辺境としてのダブリン ジョイス『ダブリン市民(ダブリナーズ)』

 20世紀文学に決定的な影響を与えたジェイムズ・ジョイスの代表作と言えば、『ユリシーズ』。「意識の流れ」という手法のイメージが強いジョイスだが、短編集『ダブリン市民』は、読みやすいリアリズム小説で、20世紀初頭のダブリンを舞台にした15の短編が作中人物の年代順に収められている。
 どの短編もとてもいきいきとごく普通の市民生活を送る人々が描かれている。老司祭の死を少年の目を通して描かれた「姉妹」、二人の少年が学校をさぼって港へ遊びに行く「邂逅」。だれもが体験する人生の一場面を描いているように見えるのに、とてもリアル。それは「変な感じ」を排除していないからだ。どうも亡くなった司祭は「変な人」だったらしいとか、少年たちが出会った男は何を言っているのかわからないとか、日常生活の中にある「変な感じ」をさらっと入れてくる。
 青年期、中年期になると現れるのが、ダブリンからの脱出願望と挫折感。「エヴリン」は恋人に外国で新しい生活を始めようと誘われる。ダブリンからの脱出願望を持つエヴリンは、同じぐらい強い未知の世界への恐怖感との間で葛藤する。「小さな雲」は、ロンドンで新聞記者として活躍する幼なじみに羨望のまなざしを向ける中年男の話。「ギャラハーのように、思いきった生活をしてみるには、もうおそすぎるだろうか? ロンドンに行くことはできないものか。? いや、家具の支払いがまだ残っている。だが、もし本を書いて一つ書いて出版されることになりさえすれば、おのずから自分の道がひらけるかもしれない」(安藤一郎訳)思いを強くした男はバイロンの詩集を読み出すが、その読書は子供の夜泣きに妨げられる。
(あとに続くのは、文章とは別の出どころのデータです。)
PR #2946, opened 2026-07-31
fix(chat): replay Envoy buffer overflow on same account

ryanngit:
## Summary

- detect Envoy HTTP 507 request replay-buffer overflow precisely
- replay once on same provider connection before normal fallback handling
- avoid account lock/fallback when the same request-level error repeats

Envoy emits this response when an upstream retry is waiting while the incoming request exceeds its replay buffer. The selected account is not unhealthy, and cross-account fallback can break account-bound context.

## Verification

- `tests/unit/account-fallback-request-replay.test.js`
- `tests/unit/chat-request-replay.test.js`
- focused adjacent suite: 30/30 passed


ryanngit:
## v0.5.45 verification

- Base: `6fcd2733` (`v0.5.45`)
- Head: `872b06bd`
- Focused tests: request replay/account fallback - 3/3 passed
- Changed-file ESLint: passed
- `git diff --check`: passed
- Merge state before verification: CLEAN

PR #2966, opened 2026-07-31
fix(oauth): resolve ReferenceError searchParams is not defined in POST handler

alfep:
### Summary
This PR fixes a `ReferenceError: searchParams is not defined` in `POST /api/oauth/[provider]/[action]`.

### Details
In `src/app/api/oauth/[provider]/[action]/route.js`, under the `action === "register-session"` block in the `POST` handler, `searchParams.get("state")` was called without declaring `const searchParams = new URL(request.url).searchParams;`.

This caused a runtime `500 Internal Server Error` returning an HTML error response (`Internal Server Error...`), leading to `SyntaxError: Unexpected token 'I', "Internal S"... is not valid JSON` in the frontend UI modal when attempting to parse the response.

### Solution
Initialized `const searchParams = new URL(request.url).searchParams;` inside the `register-session` block.


decolua:
Thanks @alfep for the contribution! Reviewed and merged into master. 🙏

PR #2970, opened 2026-08-01
fix(translator): stop prompt cache being invalidated every turn

beprintvietnam:
## Problem

Anthropic matches a cached prefix in the order `tools` → `system` → `messages`, and only up to a breakpoint. Two things broke that invariant, so on most turns the **entire context was re-billed as `cache_creation`** instead of being read back.

Measured on production traffic before the fix — ~688k tokens re-written 29 seconds after the previous request, while the context had grown only 985 tokens:

```
cacheW=688,619  gap=29s  contextGrowth=985     totalIn=770,831
cacheW=687,090  gap=49s  contextGrowth=-1,529  totalIn=769,302
cacheW=681,795  gap=28s  contextGrowth=318     totalIn=764,007
```

Ruled out first: retry amplification (0 duplicate requests), TTL expiry (99% of requests were <5 min apart), and the `extended-cache-ttl` beta header (`ttl:"1h"` is GA).

## Cause 1 — the single breakpoint moved every turn

`prepareClaudeRequest` deleted all client `cache_control`, then re-added exactly **one** breakpoint on the last assistant message. That position advances each turn, so nothing was left at the previous position to read from:

```
turn N:   [system][tools][msg 1..40][BP @ 40]  → writes cache up to 40
turn N+1: [system][tools][msg 1..42][BP @ 42]  → no BP at 40 to read from
                                               → rewrites the whole prefix
```

Anthropic allows 4 breakpoints precisely so a **fixed** one can be kept at the old position to read from while a new one at the tail extends the cache.

**Fix:** cascade two breakpoints within the budget (`system` and `tools` take one each) — an anchor on the second-to-last assistant message, which is exactly where the previous turn put its tail, plus the tail itself. The anchor absorbs everything up to last turn, so only this turn's delta is written. Messages that cannot hold a breakpoint (empty, or thinking-only) are skipped, since `thinking` blocks reject `cache_control` and a wasted slot costs a full rewrite.

## Cause 2 — mid-conversation system messages were hoisted into `system`

The Messages API rejects `role:"system"` inside `messages`, so `normalizeClaudePassthrough` moved them into the top-level `system`. But `system` sits in front of every message in the cached prefix, and clients inject reminders mid-conversation — so each one grew `system` by a block and invalidated every cached message behind it.

Over 62 consecutive production request pairs, `system` grew 7 times. All 7 re-wrote ~133k tokens with cache reads collapsing to the system+tools floor (exactly 39,218), while the 53 turns with an unchanged `system` wrote 400–1,400:

| `system` | requests | cache write | cache read |
|---|---|---|---|
| grew | 7 | ~133,000 | 39,218 (floor) |
| unchanged | 53 | 400–1,400 | full prefix |

**Fix:** convert them to `role:"user"` in place, so growth only ever appends at the tail — which is what prompt caching is designed for. Two consecutive `user` messages are accepted by the API (verified against the live endpoint), and `fixToolUseOrdering` merges same-role neighbours on the translator path anyway.

Verified on live traffic after deploy: upstream `system` went from `array[21]` to a fixed `array[3]`.

## Result

Production traffic, same API key, priced with one fixed rate card so the model switch we happened to make cannot distort the comparison:

| | requests | wasteful rewrites | cache write/req | cache hit | $/1M ctx |
|---|---|---|---|---|---|
| before | 957 | **17.3%** | 44,736 | 81.6% | 1.558 |
| after | 68 | **0%** | 13,089 | 88.5% | **1.158 (−25%)** |

"Wasteful rewrite" = re-writing >20k tokens when the context grew only a few hundred and the 5-minute TTL was still alive. The remaining large writes after the fix are all new sessions or genuine TTL expiry.

⚠️ The "after" sample is 68 requests against 957 — the direction is consistent and the mechanism is confirmed on captured payloads, but the exact −25% figure deserves more data.

## Tests

Adds `tests/translator/cache-breakpoints.test.js` (15 tests): breakpoint cascade positions, the 4-breakpoint budget, thinking-block skipping, and prefix stability as reminders accumulate.

Full `translator/` + `unit/` suite: **1582 → 1597 passing, failure list unchanged** (86 pre-existing failures on a clean v0.5.45 checkout — verified the same set fails before and after with `comm -13` on sorted test names, so nothing new broke and nothing suspiciously "fixed itself").

The one existing test asserting the hoist behaviour is updated to assert in-place conversion. Its actual invariant — no `role:"system"` reaches the API inside `messages` — is unchanged.

## Not included

This branch is scoped to the cache fix. Unrelated local changes (cost guards, a `updateApiKey` column bug, a missing PXPIPE token-saver guard) are held back for separate PRs if you want them.

### DIFF
--- a/open-sse/translator/formats/claude.js
+++ b/open-sse/translator/formats/claude.js
@@ -22,6 +22,69 @@ export function hasValidContent(msg) {
   return false;
 }
 
+// Anthropic allows at most 4 cache breakpoints per request. system + tools take
+// one each, leaving two for messages.
+const MAX_MESSAGE_CACHE_BREAKPOINTS = 2;
+
+// thinking/redacted_thinking blocks cannot carry cache_control.
+function canHoldCacheControl(block) {
+  return block?.type !== CLAUDE_BLOCK.THINKING && block?.type !== CLAUDE_BLOCK.REDACTED_THINKING;
+}
+
+// True when a breakpoint can actually be attached to this message. Used to skip
+// messages that would silently waste one of the scarce breakpoint slots.
+function acceptsCacheBreakpoint(msg) {
+  return Array.isArray(msg?.content) && msg.content.some(canHoldCacheControl);
+}
+
+// Attach a cache breakpoint to the last cacheable block of a message.
+function setCacheBreakpoint(msg) {
+  if (!Array.isArray(msg?.content)) return false;
+  for (let j = msg.content.length - 1; j >= 0; j--) {
+    if (canHoldCacheControl(msg.content[j])) {
+      msg.content[j].cache_control = { type: "ephemeral" };
+      return true;
+    }
+  }
+  return false;
+}
+
+// Pick which assistant messages get a cache breakpoint.
+//
+// A single breakpoint on the last assistant message is worst-case for prompt
+// caching: Anthropic only reads cache up to a breakpoint, so when that
+// breakpoint advances each turn there is nothing left at the previous position
+// to read from — the whole prefix is re-written every turn. Observed in
+// production: ~688k cache-creation tokens re-written 29s after the prior
+// request, with the context only growing ~985 tokens.
+//
+// Fix: cascade two breakpoints, positioned relative to the END of the
+// conversation:
+//   anchor = second-to-last assistant → this is exactly where the PREVIOUS turn
+//            put its tail breakpoint, so the cache written last turn is read
+//            back in full.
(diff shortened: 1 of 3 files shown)


beprintvietnam:
Closing to re-open from my own account (@dzungprintway) — the fork this was pushed from belongs to a different account of mine. Same commit, identical tree hash, no content change. Superseded by the PR linked below.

彼らは「終身刑の獄囚」のように、ダブリンにしばりつけられている。
 老年期に現れるのが、死の影や死者たちだ。「土くれ」では、かつて女中をしていた家族のパーティー招かれた女マライア(ちょっと頭が弱い?)が子供たちとゲームで死を予言する土くれをつかんでしまう。善良な女の描き方、そんな女にも容赦しないジョイスの描き方がなんとも言えずいい。こうした短編の最後に出てくるのが「死せる人々」。この小説はジョン・ヒューストンの遺作になった『ザ・デッド ダブリン市民より』の原作。老姉妹が毎年催す舞踏会に招かれた人々の群像劇。舞踏会の翌日、帰宅の途につく夫婦がご先祖や亡くなったかつての恋人の話をする。舞踏会は降霊術のように機能し、死者たちが顔を見せたところで、『ダブリン市民』も幕を閉じる。
 『ダブリン市民』のおもしろさは、15の短編一つ一つは独立した短編でありながら、短編集全体としては、歴史的、地理的条件を含めたダブリンという街の全体像が浮かび上がる野心的な試みにある。15の短編を、少年期から、青年、中年期を経て、老年期へと作中人物の年齢順に配列することで、時間の流れを感じさせる。また、ロンドンやヨーロッパ大陸との関係に、辺境としてのダブリンを見ることができる。
 余談になるが、ぼくが読んだのは昔の安藤一郎訳の新潮文庫版『ダブリン市民』。今の新潮文庫柳瀬尚紀訳『ダブリナーズ』。「市民」じゃ硬すぎるし、「ダブリナーズ」じゃ芸がない。『ダブリンの人々』ぐらいがいいんじゃない? みたいな話を友達としていたら、ちくま文庫版は『ダブリンの人々』になってることを知った。さらに岩波文庫版は『ダブリンの市民』。ややこしいね。